Try it: Set down the full listing that follows, word for word.

Information supplied:
▬▬▬
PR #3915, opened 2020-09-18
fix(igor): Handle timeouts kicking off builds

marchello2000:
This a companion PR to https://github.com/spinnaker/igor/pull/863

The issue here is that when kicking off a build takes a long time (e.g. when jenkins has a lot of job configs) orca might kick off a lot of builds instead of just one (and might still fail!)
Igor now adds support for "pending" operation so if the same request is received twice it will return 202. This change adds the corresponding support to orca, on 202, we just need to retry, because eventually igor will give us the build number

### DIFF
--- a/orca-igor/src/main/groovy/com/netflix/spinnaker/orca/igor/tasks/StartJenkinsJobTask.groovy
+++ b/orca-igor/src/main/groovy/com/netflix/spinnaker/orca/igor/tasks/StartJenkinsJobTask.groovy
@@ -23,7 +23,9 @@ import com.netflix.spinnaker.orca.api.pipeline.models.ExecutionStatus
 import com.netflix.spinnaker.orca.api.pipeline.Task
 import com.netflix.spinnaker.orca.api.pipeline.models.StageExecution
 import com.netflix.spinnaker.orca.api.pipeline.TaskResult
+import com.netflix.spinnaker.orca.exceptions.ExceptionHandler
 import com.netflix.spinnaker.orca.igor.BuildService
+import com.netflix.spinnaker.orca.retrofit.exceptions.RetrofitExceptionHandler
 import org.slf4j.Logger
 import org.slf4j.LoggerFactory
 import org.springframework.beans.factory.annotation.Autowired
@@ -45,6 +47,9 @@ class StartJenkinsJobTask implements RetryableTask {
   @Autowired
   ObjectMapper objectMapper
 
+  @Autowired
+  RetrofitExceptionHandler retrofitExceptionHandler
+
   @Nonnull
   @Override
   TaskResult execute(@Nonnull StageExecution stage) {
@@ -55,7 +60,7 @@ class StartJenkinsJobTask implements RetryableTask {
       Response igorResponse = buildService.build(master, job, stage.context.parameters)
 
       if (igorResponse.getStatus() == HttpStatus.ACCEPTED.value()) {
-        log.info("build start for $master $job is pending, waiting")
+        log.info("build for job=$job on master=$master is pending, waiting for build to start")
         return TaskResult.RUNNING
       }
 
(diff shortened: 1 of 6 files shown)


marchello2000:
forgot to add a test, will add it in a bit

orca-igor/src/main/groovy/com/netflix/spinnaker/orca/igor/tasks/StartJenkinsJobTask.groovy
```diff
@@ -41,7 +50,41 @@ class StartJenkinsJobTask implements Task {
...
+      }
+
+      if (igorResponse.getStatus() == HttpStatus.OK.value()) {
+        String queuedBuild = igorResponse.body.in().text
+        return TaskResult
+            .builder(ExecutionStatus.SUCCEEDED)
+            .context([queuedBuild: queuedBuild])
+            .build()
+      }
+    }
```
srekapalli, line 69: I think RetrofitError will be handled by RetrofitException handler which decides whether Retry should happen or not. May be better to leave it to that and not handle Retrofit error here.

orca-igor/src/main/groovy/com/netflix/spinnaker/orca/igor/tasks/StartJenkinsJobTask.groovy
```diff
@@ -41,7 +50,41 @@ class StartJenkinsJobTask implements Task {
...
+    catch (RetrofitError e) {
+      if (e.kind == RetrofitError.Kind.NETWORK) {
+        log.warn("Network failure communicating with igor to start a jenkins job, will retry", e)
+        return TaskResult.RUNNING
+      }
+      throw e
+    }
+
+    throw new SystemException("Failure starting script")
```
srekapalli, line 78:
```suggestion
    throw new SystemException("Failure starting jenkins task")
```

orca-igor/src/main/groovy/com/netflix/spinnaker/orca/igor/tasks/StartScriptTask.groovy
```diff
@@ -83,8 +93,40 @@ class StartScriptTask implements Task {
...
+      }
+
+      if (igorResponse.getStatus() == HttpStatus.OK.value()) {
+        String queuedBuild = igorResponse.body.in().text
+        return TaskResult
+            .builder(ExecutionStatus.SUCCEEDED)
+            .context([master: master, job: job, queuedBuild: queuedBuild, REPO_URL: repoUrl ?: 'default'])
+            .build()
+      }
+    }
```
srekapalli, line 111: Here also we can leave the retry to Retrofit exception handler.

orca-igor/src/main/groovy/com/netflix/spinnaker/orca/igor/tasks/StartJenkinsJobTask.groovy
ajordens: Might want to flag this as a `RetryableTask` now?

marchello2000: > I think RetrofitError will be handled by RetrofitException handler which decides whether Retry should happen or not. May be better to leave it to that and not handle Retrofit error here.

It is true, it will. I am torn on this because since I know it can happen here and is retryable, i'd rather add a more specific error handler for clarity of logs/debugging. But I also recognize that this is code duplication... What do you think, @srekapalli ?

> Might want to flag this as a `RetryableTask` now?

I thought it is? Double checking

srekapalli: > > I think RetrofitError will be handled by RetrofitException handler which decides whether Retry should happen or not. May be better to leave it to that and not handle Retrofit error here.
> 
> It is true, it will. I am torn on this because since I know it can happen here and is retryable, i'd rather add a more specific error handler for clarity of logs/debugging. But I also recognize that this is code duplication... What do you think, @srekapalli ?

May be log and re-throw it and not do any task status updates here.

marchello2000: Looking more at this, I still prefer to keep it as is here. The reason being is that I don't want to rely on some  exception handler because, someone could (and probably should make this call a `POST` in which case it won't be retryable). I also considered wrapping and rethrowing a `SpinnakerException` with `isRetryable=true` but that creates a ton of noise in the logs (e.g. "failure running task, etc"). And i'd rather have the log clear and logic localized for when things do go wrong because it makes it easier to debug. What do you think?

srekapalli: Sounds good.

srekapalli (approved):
▬▬▬
Output of the task:
PR #3915, opened 2020-09-18
fix(igor): Handle timeouts kicking off builds

marchello2000:
This a companion PR to https://github.com/spinnaker/igor/pull/863

The issue here is that when kicking off a build takes a long time (e.g. when jenkins has a lot of job configs) orca might kick off a lot of builds instead of just one (and might still fail!)
Igor now adds support for "pending" operation so if the same request is received twice it will return 202. This change adds the corresponding support to orca, on 202, we just need to retry, because eventually igor will give us the build number

### DIFF
--- a/orca-igor/src/main/groovy/com/netflix/spinnaker/orca/igor/tasks/StartJenkinsJobTask.groovy
+++ b/orca-igor/src/main/groovy/com/netflix/spinnaker/orca/igor/tasks/StartJenkinsJobTask.groovy
@@ -23,7 +23,9 @@ import com.netflix.spinnaker.orca.api.pipeline.models.ExecutionStatus
 import com.netflix.spinnaker.orca.api.pipeline.Task
 import com.netflix.spinnaker.orca.api.pipeline.models.StageExecution
 import com.netflix.spinnaker.orca.api.pipeline.TaskResult
+import com.netflix.spinnaker.orca.exceptions.ExceptionHandler
 import com.netflix.spinnaker.orca.igor.BuildService
+import com.netflix.spinnaker.orca.retrofit.exceptions.RetrofitExceptionHandler
 import org.slf4j.Logger
 import org.slf4j.LoggerFactory
 import org.springframework.beans.factory.annotation.Autowired
@@ -45,6 +47,9 @@ class StartJenkinsJobTask implements RetryableTask {
   @Autowired
   ObjectMapper objectMapper
 
+  @Autowired
+  RetrofitExceptionHandler retrofitExceptionHandler
+
   @Nonnull
   @Override
   TaskResult execute(@Nonnull StageExecution stage) {
@@ -55,7 +60,7 @@ class StartJenkinsJobTask implements RetryableTask {
       Response igorResponse = buildService.build(master, job, stage.context.parameters)
 
       if (igorResponse.getStatus() == HttpStatus.ACCEPTED.value()) {
-        log.info("build start for $master $job is pending, waiting")
+        log.info("build for job=$job on master=$master is pending, waiting for build to start")
         return TaskResult.RUNNING
       }
 
(diff shortened: 1 of 6 files shown)


marchello2000:
forgot to add a test, will add it in a bit

orca-igor/src/main/groovy/com/netflix/spinnaker/orca/igor/tasks/StartJenkinsJobTask.groovy
```diff
@@ -41,7 +50,41 @@ class StartJenkinsJobTask implements Task {
...
+      }
+
+      if (igorResponse.getStatus() == HttpStatus.OK.value()) {
+        String queuedBuild = igorResponse.body.in().text
+        return TaskResult
+            .builder(ExecutionStatus.SUCCEEDED)
+            .context([queuedBuild: queuedBuild])
+            .build()
+      }
+    }
```
srekapalli, line 69: I think RetrofitError will be handled by RetrofitException handler which decides whether Retry should happen or not. May be better to leave it to that and not handle Retrofit error here.

orca-igor/src/main/groovy/com/netflix/spinnaker/orca/igor/tasks/StartJenkinsJobTask.groovy
```diff
@@ -41,7 +50,41 @@ class StartJenkinsJobTask implements Task {
...
+    catch (RetrofitError e) {
+      if (e.kind == RetrofitError.Kind.NETWORK) {
+        log.warn("Network failure communicating with igor to start a jenkins job, will retry", e)
+        return TaskResult.RUNNING
+      }
+      throw e
+    }
+
+    throw new SystemException("Failure starting script")
```
srekapalli, line 78:
```suggestion
    throw new SystemException("Failure starting jenkins task")
```

orca-igor/src/main/groovy/com/netflix/spinnaker/orca/igor/tasks/StartScriptTask.groovy
```diff
@@ -83,8 +93,40 @@ class StartScriptTask implements Task {
...
+      }
+
+      if (igorResponse.getStatus() == HttpStatus.OK.value()) {
+        String queuedBuild = igorResponse.body.in().text
+        return TaskResult
+            .builder(ExecutionStatus.SUCCEEDED)
+            .context([master: master, job: job, queuedBuild: queuedBuild, REPO_URL: repoUrl ?: 'default'])
+            .build()
+      }
+    }
```
srekapalli, line 111: Here also we can leave the retry to Retrofit exception handler.

orca-igor/src/main/groovy/com/netflix/spinnaker/orca/igor/tasks/StartJenkinsJobTask.groovy
ajordens: Might want to flag this as a `RetryableTask` now?

marchello2000: > I think RetrofitError will be handled by RetrofitException handler which decides whether Retry should happen or not. May be better to leave it to that and not handle Retrofit error here.

It is true, it will. I am torn on this because since I know it can happen here and is retryable, i'd rather add a more specific error handler for clarity of logs/debugging. But I also recognize that this is code duplication... What do you think, @srekapalli ?

> Might want to flag this as a `RetryableTask` now?

I thought it is? Double checking

srekapalli: > > I think RetrofitError will be handled by RetrofitException handler which decides whether Retry should happen or not. May be better to leave it to that and not handle Retrofit error here.
> 
> It is true, it will. I am torn on this because since I know it can happen here and is retryable, i'd rather add a more specific error handler for clarity of logs/debugging. But I also recognize that this is code duplication... What do you think, @srekapalli ?

May be log and re-throw it and not do any task status updates here.

marchello2000: Looking more at this, I still prefer to keep it as is here. The reason being is that I don't want to rely on some  exception handler because, someone could (and probably should make this call a `POST` in which case it won't be retryable). I also considered wrapping and rethrowing a `SpinnakerException` with `isRetryable=true` but that creates a ton of noise in the logs (e.g. "failure running task, etc"). And i'd rather have the log clear and logic localized for when things do go wrong because it makes it easier to debug. What do you think?

srekapalli: Sounds good.

srekapalli (approved):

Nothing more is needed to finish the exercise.